Task ▸
The required output is the whole listing below, unchanged.

-------- Given data

PR #88, opened 2023-10-11
test cherry pick

farzan1990:


Makefile
```diff
@@ -92,3 +102,6 @@ gh-pages:
 .PHONY: api
 api:
 	oapi-codegen -config api/config.yaml api/arc.yml > api/arc.go
+
+.PHONY: clean_test
```
boecklim, line 106: clean test sounds like to clean up leftover from a test.
Maybe rename to something like: `clean_restart_e2e_test`

Makefile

----------------

The completed task ▸
PR #88, opened 2023-10-11
test cherry pick

farzan1990:


Makefile
```diff
@@ -92,3 +102,6 @@ gh-pages:
 .PHONY: api
 api:
 	oapi-codegen -config api/config.yaml api/arc.yml > api/arc.go
+
+.PHONY: clean_test
```
boecklim, line 106: clean test sounds like to clean up leftover from a test.
Maybe rename to something like: `clean_restart_e2e_test`

Makefile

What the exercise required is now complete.